◆ WHAT YOU ARE ASKED TO DO ◆
Write out the data that follows. Keep every character unchanged.

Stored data

#####

PR #1670, opened 2025-01-04
`yield*` in pipeline

### LINKED ISSUE #1671: `yield*` not supported in pipelines (unless surrounded with parens)
🚫 These do not work as expected
```js
foo |> yield*
// expected:
//   yield * foo;
// got:
//   foo |> yield*
//               ^ Failed to parse

foo |> yield* bar
// expected:
//   (yield * bar)(foo);
// foo |> yield* bar
//             ^ Failed to parse
```

✅ These all **do** work:

```js
foo |> (yield*)  //=> yield * foo;
foo |> (yield *) //=> yield * foo;
foo |> yield bar // => (yield bar)(foo);
foo |> (yield* bar) // => (yield * bar)(foo);
```

edemaine:
Fixes #1671

### DIFF
--- a/source/parser.hera
+++ b/source/parser.hera
@@ -967,9 +967,8 @@ PipelineHeadItem
 
 PipelineTailItem
   ( AwaitOp / Return / Throw ) !AccessStart !MaybeParenNestedExpression -> $1
-  Yield $( _? Star )? !AccessStart !MaybeParenNestedExpression ->
-    if (!$2) return $1
-    return { ...$1, token: $1.token + $2 }
+  $( Yield ( _? Star )? ) !AccessStart !MaybeParenNestedExpression ->
+    return { $loc, token: $1, type: "Yield" }
   "import" !AccessStart ->
     return {
       type: "Identifier",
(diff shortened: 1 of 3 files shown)


source/parser.hera
```diff
@@ -966,7 +966,10 @@ PipelineHeadItem
   OptimizedParenthesizedExpression
 
 PipelineTailItem
-  ( AwaitOp / Yield / Return / Throw ) !AccessStart !MaybeParenNestedExpression -> $1
+  ( AwaitOp / Return / Throw ) !AccessStart !MaybeParenNestedExpression -> $1
+  Yield $( _? Star )? !AccessStart !MaybeParenNestedExpression ->
```
STRd6, line 970: Could probably simplify to:

```
  $( Yield ( _? Star )? ) !AccessStart !MaybeParenNestedExpression ->
    return { $loc, token: $1, type: "Yield" }
```

This way will have slightly better source mapping.

STRd6 (approved):
:+1:

source/parser.hera
edemaine: I thought `$loc` just had the start location, which is already in the return value of `Yield`? Or does it also have a length?

edemaine: Just checked and indeed `$loc` has a length. Fixed!

PR #1676, opened 2025-01-05
Fix implicit return of pipeline with `return`/`throw`

### LINKED ISSUE #1675: `return` at end of pipeline that causes `return return` if the pipeline was at the end of a function
# Input:
```
function f()
  1 |> return
```

# Actual Output:
```js
function f() {
  return return 1
}
```

When you run it you'll get `SyntaxError: expected expression, got keyword 'return'`

# Expected Output:
```js
function f() {
  return 1
}
```

Seem like either:
1. the extra return should be removed
2. it should be a syntax error at compile time

edemaine:
Fixes #1675

### DIFF
--- a/source/parser/pipe.civet
+++ b/source/parser/pipe.civet
@@ -127,146 +127,142 @@ function constructPipeStep(fn: ExprWithComments, arg: ASTNode!, returning: ASTNo
 // body: [ws, pipe, ws, expr][]
 
 function processPipelineExpressions(statements): void
-  gatherRecursiveAll(statements, (n) => n.type is "PipelineExpression")
-    .forEach (s) =>
-      [ws, , body] := s.children
-      [, arg] .= s.children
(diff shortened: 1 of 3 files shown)


source/parser/pipe.civet
```diff
@@ -127,146 +127,142 @@ function constructPipeStep(fn: ExprWithComments, arg: ASTNode!, returning: ASTNo
...
-          usingRef = usingRef or ref
-          arg = {
-            type: "ParenthesizedExpression",
-            children: ["(", {
-              type: "AssignmentExpression"
-              children: [usingRef, " = ", arg]
-            }, ")"],
-          }
-          returning = usingRef
+  for each s of gatherRecursiveAll statements, .type is "PipelineExpression"
```
edemaine, line 130: Apologies for the big diff; this is mostly just a dedentation.

STRd6 (approved):

PR #1677, opened 2025-01-05
Fix immediately called `(op)` in pipeline context 

### LINKED ISSUE #1672: Compiler barfs on `foo |> (*) bar`
Error in Playground dev console is: `TypeError: i is undefined`.

🚫 Each of these lines cause a TypeError instead of a parse error.
```js
foo |> (*) bar
foo |> (*) 1
foo |> (+) bar
foo |> (-) bar
foo |> (and) bar
```

✅ Each of these lines correctly compile or correctly fail to parse
```js
foo |> (*) * // Failed to parse
foo |> (baz) bar // baz(bar)(foo);
```

Also, the playground doesn't handle the error very well either:

CleanShot 2025-01-04 at 18 15 27@2x

edemaine:
Fixes #1672

### DIFF
--- a/test/function-block-shorthand.civet
+++ b/test/function-block-shorthand.civet
@@ -921,6 +921,14 @@ describe "(op) shorthand", ->
   """
 
   testCase """
+    apply binary op with one argument in pipeline
+    ---
+    foo |> (+) x
+    ---
+    (x)(foo)
+  """
+
+  testCase """
     apply binary op with no arguments
     ---
     (+)()
--- a/source/parser/lib.civet
+++ b/source/parser/lib.civet
@@ -562,12 +562,18 @@ function processCallMemberExpression(node: CallExpression | MemberExpression): A
         (isComma(arg) as ASTLeaf).token = `)${op.token}(`
         commaCount++
     // Don't mess with (+)()
-    if args.length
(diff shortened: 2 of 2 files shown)


STRd6 (approved):

test/function-block-shorthand.civet
```diff
@@ -920,6 +920,14 @@ describe "(op) shorthand", ->
     (1)
   """
 
+  testCase """
+    apply binary op with one argument in pipeline
+    ---
+    foo |> (+) x
+    ---
+    (x)(foo)
```
vendethiel, line 928: Why is that the desired result?

vendethiel: Oh, `(+) x` instantly unwraps, it’s not a section

edemaine: I'm not sure it's perfect, but the current behavior is that `(+)` can be followed by *any number* of arguments, and they get added together. In the special case of 1, it's not very useful, but maybe helpful in a setting where you're adding/removing arguments like so:

```js
(+)
  part1
  part2
//edit from/to:
(+)
  part1
  //part2
```

(similar to how we support empty blocks in `if` etc.)

PR #1688, opened 2025-01-22
Allow binary operators after nested object literals and bulleted arrays, fix `++` with bulleted arrays

### LINKED ISSUE #1687: Regression with dedented postfix after implicit object literal
This used to work, but is now a parse error:

```js
defaults :=
  text: ''
  quality: 'M'
  margin: 1
  stroke: 0.2
as const
```

Workaround:

```js
defaults := {}
  text: ''
  quality: 'M'
  margin: 1
  stroke: 0.2
as const
```

edemaine:
Fixes #1687. This bug was introduced by #1628 which innocently added checking for `NestedImplicitObjectLiteral`s next to `NestedBulletedArray`s in `MaybeNestedExpression`.

It turns out the "right" answer is to check for neither! Otherwise, we don't allow for binary operators after dedent after the nested object literal / bulleted array. Conveniently, we already check for `NestedImplicitObjectLiteral` and `NestedBulletedArray` within `PrimaryExpression` (as part of `ObjectLiteral` and `ArrayLiteral` respectively), so we don't need to do anything special here, except for *stopping* the `PushIndent Nested PopIndent` check in `MaybeNestedExpression`.

Along the way, I fixed another issue with the concat operator `++` followed by a bulleted array. Previously, this broke for two reasons: (1) `UpdateExpression` thought that this was an increment, despite the indentation after `++` (needed to explicitly `!Whitespace` to match the comment). (2) `WRHS` *did* need to check explicitly for `NestedImplicitObjectLiteral` and `NestedBulletedArray`, like `MaybeNestedExpression` used to. (Here it's the right thing to do, because any further binary operators will be handled by the parent `BinaryExpression`.)

Also fixed some unrelated CI issues that seem to have come up just from 2025 deprecations.

### DIFF
--- a/.github/workflows/build.yml
+++ b/.github/workflows/build.yml
@@ -72,8 +72,10 @@ jobs:
         cache: yarn
         node-version: 20
 
-    - name: Install and Test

#####

◆ WRITTEN REPLY ◆
PR #1670, opened 2025-01-04
`yield*` in pipeline

### LINKED ISSUE #1671: `yield*` not supported in pipelines (unless surrounded with parens)
🚫 These do not work as expected
```js
foo |> yield*
// expected:
//   yield * foo;
// got:
//   foo |> yield*
//               ^ Failed to parse

foo |> yield* bar
// expected:
//   (yield * bar)(foo);
// foo |> yield* bar
//             ^ Failed to parse
```

✅ These all **do** work:

```js
foo |> (yield*)  //=> yield * foo;
foo |> (yield *) //=> yield * foo;
foo |> yield bar // => (yield bar)(foo);
foo |> (yield* bar) // => (yield * bar)(foo);
```

edemaine:
Fixes #1671

### DIFF
--- a/source/parser.hera
+++ b/source/parser.hera
@@ -967,9 +967,8 @@ PipelineHeadItem
 
 PipelineTailItem
   ( AwaitOp / Return / Throw ) !AccessStart !MaybeParenNestedExpression -> $1
-  Yield $( _? Star )? !AccessStart !MaybeParenNestedExpression ->
-    if (!$2) return $1
-    return { ...$1, token: $1.token + $2 }
+  $( Yield ( _? Star )? ) !AccessStart !MaybeParenNestedExpression ->
+    return { $loc, token: $1, type: "Yield" }
   "import" !AccessStart ->
     return {
       type: "Identifier",
(diff shortened: 1 of 3 files shown)


source/parser.hera
```diff
@@ -966,7 +966,10 @@ PipelineHeadItem
   OptimizedParenthesizedExpression
 
 PipelineTailItem
-  ( AwaitOp / Yield / Return / Throw ) !AccessStart !MaybeParenNestedExpression -> $1
+  ( AwaitOp / Return / Throw ) !AccessStart !MaybeParenNestedExpression -> $1
+  Yield $( _? Star )? !AccessStart !MaybeParenNestedExpression ->
```
STRd6, line 970: Could probably simplify to:

```
  $( Yield ( _? Star )? ) !AccessStart !MaybeParenNestedExpression ->
    return { $loc, token: $1, type: "Yield" }
```

This way will have slightly better source mapping.

STRd6 (approved):
:+1:

source/parser.hera
edemaine: I thought `$loc` just had the start location, which is already in the return value of `Yield`? Or does it also have a length?

edemaine: Just checked and indeed `$loc` has a length. Fixed!

PR #1676, opened 2025-01-05
Fix implicit return of pipeline with `return`/`throw`

### LINKED ISSUE #1675: `return` at end of pipeline that causes `return return` if the pipeline was at the end of a function
# Input:
```
function f()
  1 |> return
```

# Actual Output:
```js
function f() {
  return return 1
}
```

When you run it you'll get `SyntaxError: expected expression, got keyword 'return'`

# Expected Output:
```js
function f() {
  return 1
}
```

Seem like either:
1. the extra return should be removed
2. it should be a syntax error at compile time

edemaine:
Fixes #1675

### DIFF
--- a/source/parser/pipe.civet
+++ b/source/parser/pipe.civet
@@ -127,146 +127,142 @@ function constructPipeStep(fn: ExprWithComments, arg: ASTNode!, returning: ASTNo
 // body: [ws, pipe, ws, expr][]
 
 function processPipelineExpressions(statements): void
-  gatherRecursiveAll(statements, (n) => n.type is "PipelineExpression")
-    .forEach (s) =>
-      [ws, , body] := s.children
-      [, arg] .= s.children
(diff shortened: 1 of 3 files shown)


source/parser/pipe.civet
```diff
@@ -127,146 +127,142 @@ function constructPipeStep(fn: ExprWithComments, arg: ASTNode!, returning: ASTNo
...
-          usingRef = usingRef or ref
-          arg = {
-            type: "ParenthesizedExpression",
-            children: ["(", {
-              type: "AssignmentExpression"
-              children: [usingRef, " = ", arg]
-            }, ")"],
-          }
-          returning = usingRef
+  for each s of gatherRecursiveAll statements, .type is "PipelineExpression"
```
edemaine, line 130: Apologies for the big diff; this is mostly just a dedentation.

STRd6 (approved):

PR #1677, opened 2025-01-05
Fix immediately called `(op)` in pipeline context 

### LINKED ISSUE #1672: Compiler barfs on `foo |> (*) bar`
Error in Playground dev console is: `TypeError: i is undefined`.

🚫 Each of these lines cause a TypeError instead of a parse error.
```js
foo |> (*) bar
foo |> (*) 1
foo |> (+) bar
foo |> (-) bar
foo |> (and) bar
```

✅ Each of these lines correctly compile or correctly fail to parse
```js
foo |> (*) * // Failed to parse
foo |> (baz) bar // baz(bar)(foo);
```

Also, the playground doesn't handle the error very well either:

CleanShot 2025-01-04 at 18 15 27@2x

edemaine:
Fixes #1672

### DIFF
--- a/test/function-block-shorthand.civet
+++ b/test/function-block-shorthand.civet
@@ -921,6 +921,14 @@ describe "(op) shorthand", ->
   """
 
   testCase """
+    apply binary op with one argument in pipeline
+    ---
+    foo |> (+) x
+    ---
+    (x)(foo)
+  """
+
+  testCase """
     apply binary op with no arguments
     ---
     (+)()
--- a/source/parser/lib.civet
+++ b/source/parser/lib.civet
@@ -562,12 +562,18 @@ function processCallMemberExpression(node: CallExpression | MemberExpression): A
         (isComma(arg) as ASTLeaf).token = `)${op.token}(`
         commaCount++
     // Don't mess with (+)()
-    if args.length
(diff shortened: 2 of 2 files shown)


STRd6 (approved):

test/function-block-shorthand.civet
```diff
@@ -920,6 +920,14 @@ describe "(op) shorthand", ->
     (1)
   """
 
+  testCase """
+    apply binary op with one argument in pipeline
+    ---
+    foo |> (+) x
+    ---
+    (x)(foo)
```
vendethiel, line 928: Why is that the desired result?

vendethiel: Oh, `(+) x` instantly unwraps, it’s not a section

edemaine: I'm not sure it's perfect, but the current behavior is that `(+)` can be followed by *any number* of arguments, and they get added together. In the special case of 1, it's not very useful, but maybe helpful in a setting where you're adding/removing arguments like so:

```js
(+)
  part1
  part2
//edit from/to:
(+)
  part1
  //part2
```

(similar to how we support empty blocks in `if` etc.)

PR #1688, opened 2025-01-22
Allow binary operators after nested object literals and bulleted arrays, fix `++` with bulleted arrays

### LINKED ISSUE #1687: Regression with dedented postfix after implicit object literal
This used to work, but is now a parse error:

```js
defaults :=
  text: ''
  quality: 'M'
  margin: 1
  stroke: 0.2
as const
```

Workaround:

```js
defaults := {}
  text: ''
  quality: 'M'
  margin: 1
  stroke: 0.2
as const
```

edemaine:
Fixes #1687. This bug was introduced by #1628 which innocently added checking for `NestedImplicitObjectLiteral`s next to `NestedBulletedArray`s in `MaybeNestedExpression`.

It turns out the "right" answer is to check for neither! Otherwise, we don't allow for binary operators after dedent after the nested object literal / bulleted array. Conveniently, we already check for `NestedImplicitObjectLiteral` and `NestedBulletedArray` within `PrimaryExpression` (as part of `ObjectLiteral` and `ArrayLiteral` respectively), so we don't need to do anything special here, except for *stopping* the `PushIndent Nested PopIndent` check in `MaybeNestedExpression`.

Along the way, I fixed another issue with the concat operator `++` followed by a bulleted array. Previously, this broke for two reasons: (1) `UpdateExpression` thought that this was an increment, despite the indentation after `++` (needed to explicitly `!Whitespace` to match the comment). (2) `WRHS` *did* need to check explicitly for `NestedImplicitObjectLiteral` and `NestedBulletedArray`, like `MaybeNestedExpression` used to. (Here it's the right thing to do, because any further binary operators will be handled by the parent `BinaryExpression`.)

Also fixed some unrelated CI issues that seem to have come up just from 2025 deprecations.

### DIFF
--- a/.github/workflows/build.yml
+++ b/.github/workflows/build.yml
@@ -72,8 +72,10 @@ jobs:
         cache: yarn
         node-version: 20
 
-    - name: Install and Test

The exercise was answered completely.